External Fixation Techniques

Module Overview

  • Title: Basic Techniques in External Fixation

  • Creators: Brian C Toolan, MD; Shepard Hurwitz, MD

  • Developed by: Surgical Skills Task Force of the American Board of Orthopaedic Surgery (ABOS), in collaboration with the American Academy of Orthopaedic Surgeons (AAOS) and the American Orthopaedic Association (AOA)/Council of Orthopaedic Residency Directors (CORD)

  • Presentation Focus: Indications and Biomechanics

Presentation Slides Overview

  • Slide 1: Introduction to External Fixation

  • Slide 2: Basic Motor Skills in External Fixation

  • Slide 3: Overview of External Fixation techniques

External Fixation Techniques

Operative Techniques

  • Bony realignment and stabilization

  • Indications: Trauma and reconstruction

    • Trauma: Management of fractures

    • Reconstruction: Treatment for limb deformity

    • Arthrodesis: Joint fusion to stabilize painful joints

Indications for External Fixation

Trauma

  • Open Fractures: Fractures where bone pierces through the skin

  • Severe Soft Tissue Injury: Additional challenges in management

  • Comminution: Fractures with multiple fragments

  • Bone Loss: Significant compromise in bony structure

  • Temporizing or Definitive Fixation: Use as an immediate or permanent solution

Deformity Correction

  • Congenital Issues: Conditions present at birth

  • Post-Traumatic: Deformities developing after injury

  • Acquired: Deformities arising from previous conditions or treatments

Reconstruction

  • Arthrodesis: Fusing bones across a joint for stability

  • Malunion: Incorrect healing of broken bones

  • Nonunion: Failure of fracture to heal adequately

  • Infection: Managing infected fractures or sites

External Fixation Constructs

  • Components: Use of pins/wires connected with clamps to rigid bars/rings

  • Purpose: Apply compression, distraction, or neutral forces on bones

Types of Construct

  • Uniplanar: Single plane configuration

  • Biplanar: Two planes for increased stabilization

  • Circular (Ilizarov): Allows for complex deformity corrections

  • Hybrid: Combines different fixation elements for optimization

Advantages of External Fixation

  • Simplicity & Ease of Application: Rapid setup in acute situations

  • Minimal Blood Loss: Less invasive compared to other methods

  • Adjustability Post-Surgery: Allows for modifications after placement

  • Access for Wound Management: Enables hygiene and treatment without removal

Disadvantages of External Fixation

  • Anatomical Risks: Need to be aware of surrounding structures (Safe Zones)

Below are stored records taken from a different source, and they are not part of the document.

PR #3825, opened 2026-09-02
[Build] conductor: build skeleton and common layer

Chase-Rong:
## Description

First slice of the Mooncake Conductor upstreaming series. This series splits it into 7 dependency-
ordered slices; this PR is the skeleton so the later slices are pure additions.

What lands here:

- `mooncake-conductor/CMakeLists.txt` building the `conductor_cpp_core`
  static library, with a `GLOBAL_CONFIG` guard so the component also
  configures standalone (outside the top-level build).
- Common layer: the `ServiceConfig` / `HashProfileConfig` /
  `ResolvedHashProfile` data model (`common/types.h`) and the
  environment-variable and log-level helpers (`common/utils.{h,cpp}`).
- `tests/CMakeLists.txt` with the `conductor_test` gtest target, covering
  the env helpers.
- `WITH_CONDUCTOR` option, default `OFF`, wired into the top-level build
  and documented in `build.md`.

No conductor binary is produced yet — `src/main.cpp` depends on the KV
event manager and arrives with that slice. The remaining slices are, in
order: prefix index types + hash strategy, tiered prefix indexer, ZMQ
subscriber + wire protocol, KV event manager + HTTP API, then e2e tests +
cache-aware proxy example + docs.

Note on CI wiring: the conductor tests are picked up by enabling
`-DWITH_CONDUCTOR=ON` in the existing unified `Configure project with unit
tests` step, so `conductor_test` flows through the current CTest run and
its JUnit report and failure diagnostics. This is one line rather than a
separate build-and-run step.

Related: the store-side KV event publisher changes are in #3818. There is
no compile dependency between the two — conductor includes no
`mooncake-store` headers — so they can land in either order.

## Module

- [x] CI/CD
- [x] Docs
- [x] Other

## Type of Change

- [ ] Bug fix
- [x] New feature
- [ ] Refactor
- [ ] Breaking change
- [ ] Documentation update
- [ ] Performance improvement
- [ ] Other

## How Has This Been Tested?

```bash
cmake -S mooncake-conductor -B build -G Ninja -DBUILD_UNIT_TESTS=ON
cmake --build build -j8
```
Result: configure and build clean, conductor_test passes — 9 tests
across 4 suites. Verified on this slice alone, with no later-slice files
present, to confirm it builds independently.

## Checklist

## AI Assistance Disclosure

- [ ] No AI tools were used

AI-assisted. The conductor sources are carried over unmodified from the
existing conductor branch; AI was used to determine the dependency-ordered
split, trim the CMake scaffolding to only what this slice needs, and adapt
the CI wiring to mainline's current unified CTest layout. Every changed
line has been reviewed by the submitter.


catyans (approved):
LGTM. The opt-in build wiring works in both top-level and standalone configurations, the environment parsing is strict and covered, and the uint64 JSON boundary tests preserve the intended values.

mooncake-conductor/include/conductor/common/types.h
```diff
@@ -0,0 +1,74 @@
+#pragma once
+
+#include <cstdint>
+#include <optional>
+#include <string>
+#include <string_view>
+
+namespace conductor {
```
Aionw: Can we using conductor as as sub namesapce for mooncake, like

```cpp
namespace mooncake::conductor::common {  }
```

mooncake-conductor/include/conductor/common/utils.h
```diff
@@ -0,0 +1,27 @@
...
+#include <string>
+
+namespace conductor {
+namespace common {
+
+enum class LogLevel { kDebug, kInfo, kWarn, kError };
+
+// Reads CONDUCTOR_LOG_LEVEL (DEBUG/INFO/WARN/ERROR, case-insensitive).
+// Empty -> INFO; invalid values warn and fall back to INFO.
+LogLevel ParseLogLevel();
```
Aionw: I'm wondering why we need to create a new file for functionality that already exists in mooncake store. Can we reuse the existing utility instead, so we don't have to maintain two similar codebases for basically the same functionality?

One approach is to make those function a common file include by those project who need it.

mooncake-conductor/include/conductor/common/types.h
Chase-Rong: > Can we using conductor as as sub namesapce for mooncake, like
> 
> ```c++
> namespace mooncake::conductor::common {  }
> ```

done

mooncake-conductor/include/conductor/common/utils.h
Chase-Rong: Agreed on the principle, we'll reuse rather than duplicate.  `ToUpper` and `AtoiStrict` now call `mooncake::AsciiToLower` and `mooncake::TryParseInteger` from mooncake-common. Both headers are header-only, so this adds an include path without linking `mooncake_common`. 

Regarding log levels, nothing can be reused. Mooncake-common does not have glog logic (`init_ylt_log_level()` drives YLT’s internal easylog). Each module (Mooncake storage/transfer engine) initializes its own logging: every entry point calls `InitGoogleLogging`, and the case or level names used in these calls are inconsistent (`transfer-engine/src/config.cpp:422`, `tent/.../ transfer_engine_impl.cpp:286`, `mooncake-store/src/master.cpp:1402`, `mooncake-common/src/environ.cpp:177`—the last of which is not called by any module). Consequently, there are no shared helper functions that can be called for the log levels themselves.

catyans (approved):
LGTM. Re-reviewed the current head: the Conductor namespace now sits under `mooncake`, and the environment parsing reuses the shared ASCII/integer helpers while preserving the strict parsing contract and focused tests. Thanks @Aionw and @Chase-Rong for tightening this up. The remaining CI jobs should complete before merge.

ykwd (approved):

Issue #1058, opened 2025-11-14
[RoadMap] Mooncake Transfer Engine NEXT


alogfans:
# Mooncake Transfer Engine NEXT (TENT) Roadmap

This document outlines the detailed roadmap for TENT, following the release of its technical preview. We categorize the roadmap into two phases:

- **Phase 1**: Make it production-ready
- **Phase 2**: Advanced feature development

> The roadmap is informed by the TE+ system architecture described in the FAISys 25 talk _"TENT: A Declarative Slice Spraying Engine for Performant and Resilient Data Movement in Disaggregated LLM Serving."_ 
> TENT aims to implement declarative orchestration, dynamic path scheduling, and resilience in a modular and community-driven way.

---

### Transport Backend Support
- [x] NVIDIA (GDR, GDS, NVLink, MNNVL)
- [ ] AMD/RoCM GPU (via ROCm APIs, port from mainstream version)
- [x] Huawei Ascend NPU (via UB/HIXL, completed)
    - [ ] Direct file I/O
- [ ] Moorethread NPUs (requires vendor interface, port from mainstream version)
- [ ] Multi-rail TCP (with parallel stream slicing and connection pooling)
- [ ] More NPUs and SmartNICs (as thin transport plugins)
- [ ] Backport to the mainstream
    - [ ] NVLink (w/o fabric)

### Configuration Handling
- [x] Load configuration from file
- [ ] Support override via environment variables or runtime parameters
- [ ] Hot-reload or staged application of config changes

### Logging
- [ ] Adjustable log levels (INFO/DEBUG) to suppress noise in prod
- [ ] Write logs to rotating file instead of stdout
- [ ] Non-blocking async file writing (community friendly)

### Python Integration
- [X] Compatible fallback via `MC_USE_TEV1=1`
- [ ] Clean high-level declarative Python API (`transfer(src, dst)` style)
- [ ] Runtime integration with Mooncake Store (replace build-time coupling)
- [X] Integrate with Mooncake Store at build type

### Packaging & Usability
- [ ] Provide Python wheel with compiled transport backends
- [ ] Enable runtime dynamic loading without manual config
- [ ] Extract TENT into a standalone service or library
- [ ] CLI tool for isolated transfers & diagnostics (community friendly)
- [ ] Docs & guide

---

### Declarative Slice Scheduler
- [ ] Avoid starvation problem
- [ ] Considering from both senders and receivers during scheduling
[...]

PR #3834, opened 2026-09-02
[TENT] Route HP TCP lanes across configured rails

jacklin78911-collab:
## Description

Follow-up to #3689 and related to #1058.

This PR adds optional static multi-rail routing to `hp_tcp`:

- `rail_addresses` publishes an ordered endpoint list.
- Lane `i` uses rail `i % rail_count` and binds to the matching local source address.
- Existing lane-to-worker affinity and persistent connection reuse remain unchanged.
- An empty `rail_addresses` list preserves the original single-endpoint behavior.
- Both peers must configure the same rail count; multiple rails require a wildcard listener.

This PR routes complete persistent lanes across rails. It does not add per-transfer striping, rail failover, adaptive scheduling, socket tuning, GPU/CANN support, or QoS. Unlike #1633, an individual transfer remains on one lane and one rail.

## Module

- [x] Docs

## Type of Change

- [x] New feature
- [x] Documentation update
- [x] Performance improvement

## How Has This Been Tested?

Added focused coverage for:

- single-endpoint and multi-endpoint metadata;
- `rail_addresses` configuration parsing;
- source-address binding;
- multi-rail endpoint publication;
- two-process READ/WRITE over two loopback rails with full payload comparison.

Previous dual-host validation of the same routing logic:

- all four configured source/destination rail pairs were used;
- small- and large-buffer payload consistency checks passed;
- 64 MiB exploratory results improved from approximately 23.73 to 25.61 GB/s for READ and from 22.90 to 24.09 GB/s for WRITE.

These performance results are specific to the tested four-NIC environment. This PR does not claim linear scaling.

Local checks:

- `git diff --check`
- clang-format 20
- independent full-diff and data-path review

Final validation will also use the GitHub CI results from this PR.

## Checklist

- [ ] I have performed a final human review of every changed line
- [x] I have formatted the changed C++ code with clang-format 20
- [x] I have added focused tests
- [x] The production change is below the 500-line RFC threshold

## AI Assistance Disclosure

- [x] AI tools were used

### DIFF
--- a/docs/source/design/tent/hp-tcp.md
+++ b/docs/source/design/tent/hp-tcp.md
@@ -2,8 +2,8 @@
 
 `hp_tcp` is a standalone TENT transport for CPU DRAM transfers over
 data-center TCP. Standard `tcp` remains the RPC-based compatibility path.
-The first version intentionally excludes GPU memory, TLS, multi-endpoint
-routing, multi-NIC striping, transparent replay after an ambiguous WRITE and
+The first version intentionally excludes GPU memory, TLS, per-transfer
+striping, rail failover, transparent replay after an ambiguous WRITE and
 dynamic lane scheduling.
 
 ## Architecture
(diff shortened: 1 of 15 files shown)


catyans:
issue: a single-rail configuration can publish an address that the server is not listening on. `validateParams()` requires a wildcard listener only when `rail_addresses.size() > 1`, so `bind_address=10.0.0.1` with `rail_addresses=["10.1.0.1"]` is accepted; `install()` then listens on the former but advertises the latter, making every peer connection fail.

Please require a non-wildcard `bind_address` to equal the sole rail address (or require wildcard binding whenever rails are configured), and add a validation regression for the mismatched case.

catyans (approved):
Thanks, this addresses my concern. LGTM. The validation now requires a specific listener to match the sole rail address, while retaining wildcard binding for multiple rails; the mismatch regression and documentation cover the contract. CI has just restarted.

alogfans (approved):
Overall, this looks good to me. 

One suggestion: the new multi-rail E2E test verifies payload correctness, but it would still pass if all traffic accidentally used only one rail. It would be valuable to record the accepted connections’ peer addresses and assert that both configured source addresses are observed. This could be a follow-up if it is difficult to add now.

Also, this should be treated as the static-routing foundation for multi-rail TCP rather than completion of the roadmap item involving per-transfer parallel stream slicing.

jacklin78911-collab:
@alogfans Thanks for the review and merge. Agreed—#3834 is the static lane-to-rail routing foundation, not the per-transfer parallel stream slicing roadmap item.

The current socket test verifies configured source binding, while the E2E verifies payload correctness. It does not yet prove that both rails are exercised within the same E2E, so I’ll keep the accepted-peer-address assertion as a focused follow-up rather than add test-only instrumentation to this foundation PR.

  • Pin/Wire Site Infections: Risk factor in external fixation procedures

  • Joint Contractures: Possible stiffness arising from prolonged application

  • Prolonged Healing Times: Delays in bony healing can occur

Safety Factors in External Fixation

  • Pin/Wire Placement: Avoid insertion within the fracture site

  • Drilling Technique: Slow speeds recommended to prevent thermal damage to bone

Stability Factors

Pin/Wire Location

  • Optimal placement technique for stability

Maximal Pin Span

  • Span between pins influences overall stability

Number of Pins/Wires

  • WILH Principle: More pins lead to better distribution of forces and enhanced construct stiffness

Pin/Wire Size

  • Torsional Strength: Stronger with increased radius, optimal diameter is less than 1/3 of bone diameter

Insertion Technique

  • Placement techniques critical to ensure stability, including the conditions of the thread-shank junction and using the proximal cortex for insertion

Circular Frames

  • Wires at 90 degrees offer better stiffness than at 45 degrees

  • Increased wire tension enhances the stability of circular frames

Pre-Drilling Advice

  • Low-speed drilling recommended to reduce heat and enhance outcomes, HA coating can improve pull-out strength

Material Considerations

Carbon Fiber Rods

  • Advantages: Stiffer than steel, lightweight, and radiolucent for imaging

Structural Considerations

  • Bone-Rod Distance: Closer distances increase stiffness

  • In-Line Stacking: Stacking rods in-line improves stability

  • Cross Stacking: Additional rods placed at 90° to primary rods enhance strength further.

Application Types of External Fixators

Spanning External Fixators

  • Portable Traction: Provides reduction options for fractures

  • Ligamentotaxis: Utilizes biological tissue traction for fracture reduction

Compression External Fixators

  • Used for:

    • Managing infections in arthrodesis cases

Distraction External Fixators

  • Limb Lengthening: Achieved through distraction osteogenesis, typically at a rate of 1mm per day

  • Capable of performing multiplanar corrections

Presentation Conclusion

  • Overview of external fixation's indications and biomechanical principles.